INFORMATION PROVIDED Block Start

PR #1447, opened 2025-07-15
enhancement!(lz4): Improve handling of various lz4 implementations

jlambatl:
## Summary

This pull request improves encode_lz4() and decode_lz4() support to handle a variety of different implementations that we have found in production. The original implementation that I contributed prepended the uncompressed data size in bytes to the first four bytes of the compressed payload. This worked for most of the LZ4-encoded payloads that we received; however, it turned out that this pattern is not a standard.

This change introduces a `prepend_size` boolean argument that allows the user to turn on/off expecting the size to be prepended. Because it's non-standard, this defaults to `false`. This means that the change is **breaking**; however, it should increase compatibility.

I have also introduced a `buf_size` argument that sets the buffer size to which the uncompressed data is written. If the user has not set it, then the default is 1MB. 1MB has been chosen because it's larger than many of the common payload sizes (256kb) seen across cloud pub/sub products. If users are familiar with their pipeline, they can adjust it up or down, which may also improve performance on busy systems.

Note, I've used `buf_size` and `prepend_size` as the argument names, I'm unsure how obvious their use case is from the argument names, maybe they need to change? 

## Change Type

- [x] Bug fix
- [ ] New feature
- [ ] Performance

## Is this a breaking change?

- [x] Yes
- [ ] No

## How did you test this PR?

I have introduced a number of new tests to cover the various differences.

## Does this PR include user-facing changes?

## Checklist

### DIFF
--- a/changelog.d/1447.breaking.md
+++ b/changelog.d/1447.breaking.md
@@ -1,3 +1,5 @@
-`encode_lz4`  no longer prepends the uncompressed size by default, improving compatibility with standard LZ4 tools. A new `prepend_size` flag restores the old behavior if needed. Also, `decode_lz4 now also accepts `prepend_size` and a `buf_size` option (default: 1MB).
+`encode_lz4`  no longer prepends the uncompressed size by default, improving compatibility with standard LZ4 tools. A new `prepend_size` flag restores the old behavior if needed. Also, `decode_lz4` now also accepts `prepend_size` and a `buf_size` option (default: 1MB). 
+
+Existing users of `encode_lz4` and `decode_lz4` will need to update their functions to include the argument `prepend_size: true` to maintain existing compatibility.
 
 authors: jlambatl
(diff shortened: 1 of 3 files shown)


changelog.d/1447.breaking.md
```diff
@@ -0,0 +1,3 @@
+`encode_lz4` used the common method of prepending the uncompressed size to the first four bytes of the compressed payload. This allowed the consumer to decompress the payload, knowing the final size of the uncompressed data, and is fairly performant. Unfortunately, it's a pattern that is not universal and has resulted in payloads that couldn't be decompressed by a number of common libraries. An argument prepend_size has been introduced to turn this behaviour on or off, defaulting to false. decode_lz4 has the same argument, allowing for decoding of lz4 payloads that don't have the uncompressed size prepended. Decode also allows users to specify the buf_size (defaults to 1MB).
```
pront:
```suggestion
`encode_lz4`  no longer prepends the uncompressed size by default, improving compatibility with standard LZ4 tools. A new `prepend_size` flag restores the old behavior if needed. Also, `decode_lz4 now also accepts `prepend_size` and a `buf_size` option (default: 1MB).
```

pront (approved):

changelog.d/1447.breaking.md
pront: Can we also provide a quick example here to inform existing users how to easily upgrade their VRL programs?

jlambatl:
@pront I've updated the changelog fragment to include a statement about compatibility, does that answer your question regarding an example?

Issue #1386, opened 2025-04-23
Add bitwise operators for integers


vruello:
### A note for the community

* Please vote on this issue by adding a 👍 [reaction](https://blog.github.com/2016-03-10-add-reactions-to-pull-requests-issues-and-comments/) to the original issue to help the community and maintainers prioritize this request
* If you are interested in working on this issue or have submitted a pull request, please leave a comment.

### Use Cases

Logs often contain flags, which are integers where each bit has a special meaning. When processing a flag, it is useful to be able to know whether the n-th bit is set or not. The standard way to do this is to use a bitwise and operator.

### Attempted Solutions

I couldn't find any bitwise operators in the vrl language.

### Proposal

I suggest adding bitwise `and`, `or` and `not` operators for integers in the vrl language.

PR #1504, opened 2025-09-09
feat(operators): Add AND, OR, and NOT bitwise operators

AntoineSauzeau:
## Summary

Add AND (&), OR (^) and NOT (~) bitwise operators. See #1386.

'|' token was already used for the merge operator so I chose another token for the not operator, but it's not ideal since it's usually used for XOR operator.

## Change Type

- [ ] Bug fix
- [x] New feature
- [ ] Performance

## Is this a breaking change?

- [ ] Yes
- [x] No

## How did you test this PR?

Tests are included.

## Checklist


lib/fuzz/inputs.txt
```diff
@@ -43,4 +43,7 @@ decode_zlib!(decode_base64!("eJwNy4ENwCAIBMCNXIlQ/KqplUSgCdvXAS41qPMHshCB2R1zJlW
 decode_zstd!(decode_base64!("KLUv/QBY/QEAYsQOFKClbQBedqXsb96EWDax/f/F/z+gNU4ZTInaUeAj82KqPFjUzKqhcfDqAIsLvAsnY1bI/N2mHzDixRQA"))
 encode_base16("please encode me")
 encode_base64("please encode me")
-encode_base64(encode_gzip("please encode me"))
\ No newline at end of file
+encode_base64(encode_gzip("please encode me"))
+15 & 20
```
pront, line 47: Nice addition. Did you have a chance to run the fuzzer as well?

pront:
> '|' token was already used for the merge operator so I chose another token for the not operator, but it's not ideal since it's usually used for XOR operator.

Did you mean you chose `^` for the `OR` operator? We want to reserve `^` as the XOR operator. 

I don't see an easy solution around this. Perhaps we could replace `|` with something like `++` and then use `|` for OR but that is a multi-step process. Ideally we would also provide a script for users to update their programs.

lib/fuzz/inputs.txt
asauzeau: Yes I tested it for about ten minutes and didn't experience any crashes. I'll try to run it longer.

asauzeau:
> BTW, I mentioned ++ because it seems like a natural fit, but didn't think too hard. There might be an even better option.

Initially I had in mind `<>` as an alternative, but that might be less intuitive. If there are no plans to add increment and decrement operators, I also think we could opt for `++` for the merge operator.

INFORMATION PROVIDED Block End

EXERCISE INSTRUCTIONS » Among the records above, find the lines where the word "asauzeau" appears and copy them.

RESPONSE TO THIS TASK »
asauzeau: Yes I tested it for about ten minutes and didn't experience any crashes. I'll try to run it longer.
asauzeau:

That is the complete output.